(Records from a data source)
##########
PR #2427, opened 2026-01-05
Show worker arch in machines list and task list.

vdbergh:
image

### DIFF
--- a/server/fishtest/schemas.py
+++ b/server/fishtest/schemas.py
@@ -420,7 +420,7 @@ worker_info_schema_api = {
     "compiler": union("clang++", "g++"),
     "unique_key": uuid,
     "modified": bool,
-    "worker_arch?": str,  # can become mandatory after worker upgrade
+    "worker_arch": str,
     "ARCH": str,
     "nps": unumber,
     "near_github_api_limit": bool,
--- a/server/fishtest/templates/machines.mak
+++ b/server/fishtest/templates/machines.mak
@@ -17,6 +17,7 @@
       <th>MNps</th>
       <th>RAM</th>
       <th>System</th>
+      <th>Arch</th>
       <th>Compiler</th>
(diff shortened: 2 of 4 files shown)


Disservin:
wait.. what if the patch modifies the arch detection script and adds a new arch ? this won't be shown here.. and a test creator can't limit it to the new arch.. ? we'd need to take the arch from the bash script of the running test and not master.. ?
or should we ignore this case for now?

vdbergh:
> wait.. what if the patch modifies the arch detection script and adds a new arch ? this won't be shown here.. and a test creator can't limit it to the new arch.. ? we'd need to take the arch from the bash script of the running test and not master.. ? or should we ignore this case for now?

I think this is too complicated (and probably not desirable). I think if SF learns to handle a new arch, it should go through master before Fishtest picks it up.

vondele:
I think it is OK for the arch to be shown in the worker list to be the one of master, but building the test/new version should be done with the test version? Only in that way can changes to the arch be tested on fishtest.

Disservin:
> but building the test/new version should be done with the test version?

I think this is anyway the case and won't be touched here

> I think this is too complicated (and probably not desirable). I think if SF learns to handle a new arch, it should go through master before Fishtest picks it up.

I agree on the first bit, but a new arch has to show it's worth it and fishtest is one way to prove that :D

vdbergh:
> I think it is OK for the arch to be shown in the worker list to be the one of master, but building the test/new version should be done with the test version? Only in that way can changes to the arch be tested on fishtest.


Of course nothing changes in the build process. Showing the arch as detected by master (as added by this PR) is purely cosmetic.

However I am now working on a feature where one can specify a filter for the arch (as detected by master). In this way one can for example restrict a test to arm machines.

vondele:
sounds good, that's definitely useful

PR #2436, opened 2026-01-10
Make `arch_filter` an optional field in the run object.

vdbergh:
`arch_filter` is almost always empty. In such a case the convention is that the field should be optional.

Also: Improve layout of check boxes on mobile.


ppigazzini (approved):
Looks good on DEV and mobile (browser emulated), PROD update after merging, thank you @vdbergh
##########
When the word "list" shows up in a line of the entries, pull that line out.

Show worker arch in machines list and task list.
I think it is OK for the arch to be shown in the worker list to be the one of master, but building the test/new version should be done with the test version? Only in that way can changes to the arch be tested on fishtest.
> I think it is OK for the arch to be shown in the worker list to be the one of master, but building the test/new version should be done with the test version? Only in that way can changes to the arch be tested on fishtest.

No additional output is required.